Line by line, give the data again exactly as it appears.

● **DATASET EXTRACT**:
○ ○ ○ ○ ○ ○ ○
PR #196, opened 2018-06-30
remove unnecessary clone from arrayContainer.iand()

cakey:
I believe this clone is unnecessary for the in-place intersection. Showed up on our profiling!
○ ○ ○ ○ ○ ○ ○
● **RESPONSE BOX**:
PR #196, opened 2018-06-30
remove unnecessary clone from arrayContainer.iand()

cakey:
I believe this clone is unnecessary for the in-place intersection. Showed up on our profiling!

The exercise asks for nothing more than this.